Republic – Now everyone can invest in startups - jrbedard
https://republic.co/
======
Animats
Interesting. These appear to be JOBS act short-form mini-IPOs.[1] That's
something new, which just became possible this year and hasn't been used much.

Here's Farm from a Box's SEC filing.[2] Typical crappy terms - no voting
rights, no anti-dilution, no transferability for one year, insiders have
control.

Nobody associated with the project has a farming background. They have two
employees. One is a liberal arts majors from UC Berkeley and one has an
unspecified degree from UCLA. They do not have a working prototype farm
according to the SEC filing.

The filing for Youngry [2] is more interesting. They want to start a glossy
web site for young entrepreneurs. They claim lots of good contacts. (Miss Las
Vegas?) They're only asking for $50K, which isn't enough. Two-person business.

Republic takes a 5% cut; that's how they make their money.

This is a reasonable concept, but the current set of deals isn't very
impressive. These are people looking for Series A funding and would probably
be rejected by YC. The idea behind the JOBS act short-form IPO was supposed to
be that when your startup got too big for angel/friends and family/Kickstarter
funding, there was a next level and an exit strategy for the original funders.
It wasn't intended for startups this early.

You can look up these companies on the SEC's EDGAR system. If you scroll down
all the way to the end of Republic's pages, there's a link.

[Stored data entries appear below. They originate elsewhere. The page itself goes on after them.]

PR #3102, opened 2024-11-09
Support bool non-type template parameter

### LINKED ISSUE #3100: templates doesn't work with bool
I'm trying to do this
```C++
template <bool foo> unmasked void somecode() {
    if (foo) {
        // ..
    } else {
        // ..
    }
}

export void somecode_with_fixed_path() {
    somecode<true>();
}

export void somecode_with_fixed_path2() {
    somecode<false>();
}
```
Which doesn't work https://godbolt.org/z/EbnaoEqeM if I do something like this instead:
```C++
template <int foo> unmasked void somecode2() {
    if (foo) {
        // ...
    } else {
        // ..
    }
}

export void somecode2_with_fixed_path() {
    somecode2<0>();
}

export void somecode2_with_fixed_path2() {
    somecode2<1>();
}
```
Works fine. So I wonder if `bool` should be supported in this case?

aneshlya:
Fixes #3100

### DIFF
--- a/src/parse.yy
+++ b/src/parse.yy
@@ -2585,14 +2585,15 @@ template_type_parameter
     ;
 
 int_constant_type
-    : TOKEN_INT8  { $$ = AtomicType::UniformInt8->GetAsConstType(); }
-    | TOKEN_INT16 { $$ = AtomicType::UniformInt16->GetAsConstType(); }
-    | TOKEN_INT   { $$ = AtomicType::UniformInt32->GetAsConstType(); }
-    | TOKEN_INT64 { $$ = AtomicType::UniformInt64->GetAsConstType(); }
-    | TOKEN_UINT8 { $$ = AtomicType::UniformUInt8->GetAsConstType(); }
-    | TOKEN_UINT16{ $$ = AtomicType::UniformUInt16->GetAsConstType(); }
-    | TOKEN_UINT  { $$ = AtomicType::UniformUInt32->GetAsConstType(); }
-    | TOKEN_UINT64{ $$ = AtomicType::UniformUInt64->GetAsConstType(); }
+    : TOKEN_INT8   { $$ = AtomicType::UniformInt8->GetAsConstType(); }
+    | TOKEN_INT16  { $$ = AtomicType::UniformInt16->GetAsConstType(); }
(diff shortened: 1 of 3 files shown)


src/parse.yy
```diff
@@ -2593,6 +2593,7 @@ int_constant_type
     | TOKEN_UINT16{ $$ = AtomicType::UniformUInt16->GetAsConstType(); }
     | TOKEN_UINT  { $$ = AtomicType::UniformUInt32->GetAsConstType(); }
     | TOKEN_UINT64{ $$ = AtomicType::UniformUInt64->GetAsConstType(); }
+    | TOKEN_BOOL{ $$ = AtomicType::UniformBool->GetAsConstType(); }
```
dbabokin, line 2596:
```suggestion
    | TOKEN_BOOL  { $$ = AtomicType::UniformBool->GetAsConstType(); }
```

tests/lit-tests/func_template_nontype_10.ispc
```diff
@@ -0,0 +1,33 @@
+// Instantiation of templates with bool parameters.
+// RUN: %{ispc}  %s --emit-llvm-text --target=host --nostdlib -o - | FileCheck %s
+
+// CHECK-LABEL: define {{.*}} @somecode_with_fixed_path1
+// CHECK: call <[[WIDTH:.*]] x [[TYPE:.*]]> @somecode___Cunbtrue
+
+// CHECK-LABEL: define {{.*}} @somecode___Cunbtrue
+// CHECK: call <[[WIDTH:.*]] x [[TYPE:.*]]> @true_call___
```
dbabokin, line 8: Probably do a CHECK-NOT for the other branch?

dbabokin (approved):
Thats's was an easy fix!

Looks good!

tests/lit-tests/func_template_nontype_10.ispc
aneshlya: I slightly changed a test to validate nested templates as well.

dbabokin: I we check that one branch is there, we assume that the other one should not be there, right? Otherwise, if both are present, the check seemed to be pointless, right?

aneshlya: Fixed

dbabokin (approved):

[1] [https://media2.mofo.com/documents/120416-pli-quick-guide-
job...](https://media2.mofo.com/documents/120416-pli-quick-guide-jobs-act.pdf)
[2]
[https://www.sec.gov/Archives/edgar/data/1679373/000167937316...](https://www.sec.gov/Archives/edgar/data/1679373/000167937316000001/FFABFormC.pdf)
[3]
[https://www.sec.gov/Archives/edgar/data/1679372/000167937216...](https://www.sec.gov/Archives/edgar/data/1679372/000167937216000002/YoungryFormC.pdf)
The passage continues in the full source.